Challenge_Author: Michael Crotty

Category: Cryptography

Description

This service provides you an encrypted flag. Can you decrypt it with just N & e? Additional details will be available after launching your challenge instance.

Theory

• RSA (Rivest-Shamir-Adleman) is a foundational Asymmetric Encryption or Public Key Cryptography algorithm. Its security is based on the mathematical difficulty of factoring the product of two large prime numbers.
• This method utilizes a pair of mathematically linked keys: a Public Key, denoted as (n,e) used for encryption, and a Private Key, denoted as (n,d) used for decryption.
• The value n known as the modulus, is shared in both keys and is formed by multiplying two secret, large prime numbers (p and q).
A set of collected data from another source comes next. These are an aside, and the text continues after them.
PR #282, opened 2019-12-02
Output https URLs for attachments

jbirdjavi:


wrandall22:
Do we know if there was a reason to send them as `http` in the first place, or if it was just overlooked?

jbirdjavi:
@wrandall22 I worked on the migration for attachments to use ActiveStorage instead of Paperclip, and the default in ActiveStorage was to use http.  From what I investigated, it looks like it was linking straight to S3 using https before the migration.

PR #335, opened 2020-02-21
GT-698: Allow a GodTools user to sign up for content hosted in Adobe Campaigns (WIP)

ckozus:


.env
```diff
@@ -20,4 +20,13 @@ REDIS_PORT_6379_TCP_PORT=
...
+DEFAULT_PROXY_TARGET=
+
+# Adobe Campaigns information and credentials
+ADOBE_ORG_ID=asdf
+ADOBE_ORG_NAME=cru
+ADOBE_TECH_ACCT=asdf
+ADOBE_API_KEY=asdf
+ADOBE_API_SECRET=asdf
+ADOBE_SIGNED_JWT=asdf
+ADOBE_SERVICE_NAME=GodToolsWelcomeSeries
```
frett: we will need the ability to support multiple different adobe campaign series, so my guess is this probably shouldn't be defined as an environment variable. Instead the `destination` model should track whatever is needed to identify/submit to a specific series.

I don't know the campaigns API, but it might be able to share the API_KEY, API_SECRET, and SIGNED_JWT across all series and it may just be the series/service identifier that needs to be configured per destination.

ckozus: hi @frett the ticket originally said that I should use a specific series. But yes, it shouldn't be a problem to store the series name in a different part, I think the `destinations` table would be the perfect place, so callers could use different `destination_id` depending which series they want.

frett: I'll go update the ticket this afternoon to reflect the desire to support multiple campaigns.

ckozus: @frett done! I have implemented those changes.

db/migrate/20200220150100_add_service_type_to_destination.rb
```diff
@@ -0,0 +1,20 @@
+class AddServiceTypeToDestination < ActiveRecord::Migration[5.2]
+  def up
+    add_column :destinations, :service_type, :string
+    add_column :destinations, :adobe_series_name, :string
```
hlbraddock: Please change `series_name` to `service_name`.

app/models/follow_up.rb
```diff
@@ -42,8 +42,23 @@ def headers
   end
 
   def perform_request
+    case destination.service_type
```
hlbraddock: This service type driven request design is very simple and nicely designed. 👍

.env
```diff
@@ -20,4 +20,12 @@ REDIS_PORT_6379_TCP_PORT=
...
 SIDEKIQ_CREDS=
-DEFAULT_PROXY_TARGET=
\ No newline at end of file
+DEFAULT_PROXY_TARGET=
+
+# Adobe Campaigns information and credentials
+ADOBE_ORG_ID=asdf
+ADOBE_ORG_NAME=cru
+ADOBE_TECH_ACCT=asdf
+ADOBE_API_KEY=asdf
```
hlbraddock: You're still planning on moving these (`ADOBE_API_KEY `, `ADOBE_API_SECRET`) to `destinations` table, correct?

ckozus: @hlbraddock that's correct.

app/models/destination.rb
```diff
@@ -1,5 +1,9 @@
 # frozen_string_literal: true
 
 class Destination < ActiveRecord::Base
-  validates :url, presence: true
+  enum service_type: {growth_spaces: "growth_spaces", adobe_campaigns: "adobe_campaigns"}
+
+  validates :url, :service_type, presence: true
+  validates :route_id, presence: true, if: :growth_spaces?
```
hlbraddock: I should think the `presence` of a `route_id` is also unconditional. Is there some use case where it might not be available?

ckozus:
Closed in favor of #337 and #338

app/models/destination.rb
ckozus: @hlbraddock `route_id` is always used as a parameter when calling the Growth Spaces API, so I assume it's a mandatory parameter, that's why I added the validation.
Do you think I should remove it?

hlbraddock: When I say that `route_id` is 'unconditional', I mean to say that it is **always** required, not just for `growth_spaces`.

PR #337, opened 2020-02-24
GT-698: [step-1] Allow a GodTools user to sign up for content hosted in Adobe Campaigns

ckozus:
This is the first of two PRs, the first one adds adobe related fields to the destinations table, allowing them to be filled up before deploying further changes (which will require this information).

### DIFF
--- a/db/migrate/20200220150100_add_service_type_to_destination.rb
+++ b/db/migrate/20200220150100_add_service_type_to_destination.rb
@@ -1,0 +1,21 @@
+class AddServiceTypeToDestination < ActiveRecord::Migration[5.2]
+  def up
+    add_column :destinations, :service_type, :string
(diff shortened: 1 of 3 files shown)


db/migrate/20200220150100_add_service_type_to_destination.rb
```diff
@@ -0,0 +1,25 @@
+class AddServiceTypeToDestination < ActiveRecord::Migration[5.2]
+  def up
+    add_column :destinations, :service_type, :string
+    add_column :destinations, :service_name, :string
+    add_column :destinations, :adobe_api_key, :string
```
hlbraddock: We'll not be needing to add `adobe_api_key` or `adobe_api_secret` as the columns `access_key_id` and `access_key_secret` already exist. @ckozus

PR #338, opened 2020-02-24
GT-698: [part-2] API - Allow a GodTools user to sign up for content hosted in Adobe Campaigns

ckozus:

Needs to be deployed after #337 and once the new records on the `destinations` table are completed with credentials from adobe.

This PR follows the pattern of https://github.com/CruGlobal/missionhub-api/pull/215.

Before deploying this, the following env variables need to be defined:

```
# Adobe Campaigns information and credentials
ADOBE_CAMPAIGN_ORG_ID=<value>
ADOBE_CAMPAIGN_ORG_NAME=<value>
ADOBE_CAMPAIGN_TECH_ACCT=<value>
ADOBE_CAMPAIGN_SIGNED_JWT=<value>
```


ckozus:
@frett hey! Are you familiar with the Travis error we're getting on this PR? Doesn't seem related to my changes (I have already tried restarting the build, but with no changes).

config/initializers/adobe.rb
```diff
@@ -0,0 +1,21 @@
+# frozen_string_literal: true
+
+# Get credentials from database
+destination = Destination.adobe_campaigns.first
+if destination&.adobe_api_key.present? && destination&.adobe_api_secret.present?
```
hlbraddock: Note that existing columns `access_key_id` and `access_key_secret` should be referenced instead of `adobe_api_key` and `adobe_api_secret`, respectively.

app/models/destination.rb
```diff
@@ -1,5 +1,9 @@
 # frozen_string_literal: true
 
 class Destination < ActiveRecord::Base
-  validates :url, presence: true
+  enum service_type: {growth_spaces: "growth_spaces", adobe_campaigns: "adobe_campaigns"}
+
+  validates :url, :service_type, presence: true
+  validates :route_id, presence: true, if: :growth_spaces?
```
hlbraddock: The presence of `route_id` should always be required (not just for `growth_spaces`).

ckozus: @hlbraddock what value should it contain for adobe records?

config/initializers/adobe.rb
ckozus: @hlbraddock got it, I didn't get that part originally.

app/models/destination.rb
hlbraddock: Some number (though the actual column data type is `character varying`) just like for growth spaces. It's the way the client specifies the service desired. All services will therefore have route id's.

ckozus: @hlbraddock actually clients specify the service they want using a `destination_id` as a parameter of the request:

https://github.com/CruGlobal/mobile-content-api/blob/master/app/controllers/follow_ups_controller.rb#L13

`route_id` is a growth_space related parameter:

https://www.growthspaces.org/api/docs#subscribers

app/services/adobe_campaign.rb
```diff
@@ -0,0 +1,54 @@
...
+    @adobe_profile ||= post_to_adobe_campaign
+  end
+
+  def find_on_adobe_campaign
+    Adobe::Campaign::Profile.by_email(follow_up.email)["content"][0]
+  end
+
+  def post_to_adobe_campaign
+    Adobe::Campaign::Profile.post("email": follow_up.email,
+                                  "firstName": follow_up.name,
```
hlbraddock: Is it possible to set `firstName` and `lastName` from `names.first_name` and `names.last_name` from https://github.com/CruGlobal/mobile-content-api/blob/master/app/models/follow_up.rb#L36?

ckozus: @hlbraddock done!

config/initializers/adobe.rb
```diff
@@ -20,6 +20,6 @@
   else
     Rollbar.warning("Adobe Campaigns was not initialized, check info on destinations table")
   end
-rescue ::ActiveRecord::NoDatabaseError => e
+rescue ::ActiveRecord::NoDatabaseError
```
hlbraddock: Looks like you resolved cause of your Travis build failure here.

app/models/destination.rb
```diff
@@ -1,5 +1,9 @@
...
+  validates :service_name, presence: true, if: :adobe_campaigns?
 end
```
hlbraddock: I wonder should we add:
`validates :access_key_id, :access_key_secret presence: true`
or 
`validates :access_key_id, :access_key_secret presence: true, if :growth_spaces? or :adobe_campaigns?` (syntax??)

ckozus: @hlbraddock I also think we should add the validation. 
The second option is not really necessary, since those are the only two possible options at the time.

spec/support/fixtures/adobe_campaign_parsed_json_fixtures.rb
```diff
@@ -0,0 +1,180 @@
...
+      "cusJOBTITLE" => "",
+      "cusLink" => {
+        "href" => "https://mc.adobe.io/cru/campaign/profileAndServicesExt/profile/@EJcyhZ11jryZtasdfIAHR2c8foWIzASt5-c9p3FShoQR8nTDjEp7xY55lHFPiEffYnCm8nsIW0zIvoVt0-3zrQ_GjTs/cusLink/",
+      },
+      "cusLink2" => {
+        "href" => "https://mc.adobe.io/cru/campaign/profileAndServicesExt/profile/@EJcyhZ11jryZtasdfIAHR2c8foWIzASt5-c9p3FShoTomQPm9e3ETJ_s2pUrH5DVPZuk_Z0W41Q6y_gWBZNXq0tVd1bKDLzkB92oTy7ZdPgYWNvX/cusLink2/",
+      },
+      "cusMinistryCode" => "",
+      "cusMinistryCodeGR" => "",
+      "cusMissionHubUser" => "Y",
```
hlbraddock: You should probably change all `MissionHub` references to `GodTools` (or `MobileContent`).
@ckozus

ckozus: @hlbraddock done!

hlbraddock:
@jbirdjavi Can you add your review?  Note that this passes QA when run locally. I'll soon be deploying to staging.

hlbraddock:
Note that @ckozus anticipates the code coverage failure (https://codecov.io/gh/CruGlobal/mobile-content-api/compare/5d80daf1af23ac4ab0757c99ce83dfeebe5d86ed...3c973b6576f1cabf805e87ee412cb3bc23165c58) to be resolved once https://github.com/CruGlobal/mobile-content-api/pull/337 is merged to **_master_** and this PR is then modified to merge with **_master_**.

PR #358, opened 2020-03-11
validate the XML schemas with travis

frett:
We currently keep our XML Schemas for GodTools in this repo because they are enforced by the mobile-content-api only.

This PR adds some xmllint tests to ensure changes to the XML schema doesn't break existing tools in unexpected ways.


frett:
@jbirdjavi I'm not sure if there is a more appropriate mechanism for defining these tests since they don't require ruby to run at all. I'm definitely looking for feedback in there is a convention I should follow for this PR.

While the modulus and the public exponent (e) are made public, the private exponent (d) is calculated using the original primes and must be kept strictly confidential to ensure the security of the encrypted data.
• In 2026, RSA remains a global standard for securing digital communications and verifying electronic signatures.

Notations used in RSA

• p,q = two large, distinct prime numbers
• n = p x q
• φ(n)=(p−1)(q−1)= Euler’s totient function
• e = public exponent
• d = private exponent

RSA Generation Process

1. Selection of Prime Numbers

Two large prime numbers are chosen:

p = A large prime number

q = A large Prime number

These primes must be kept secret and are randomly generated to ensure security.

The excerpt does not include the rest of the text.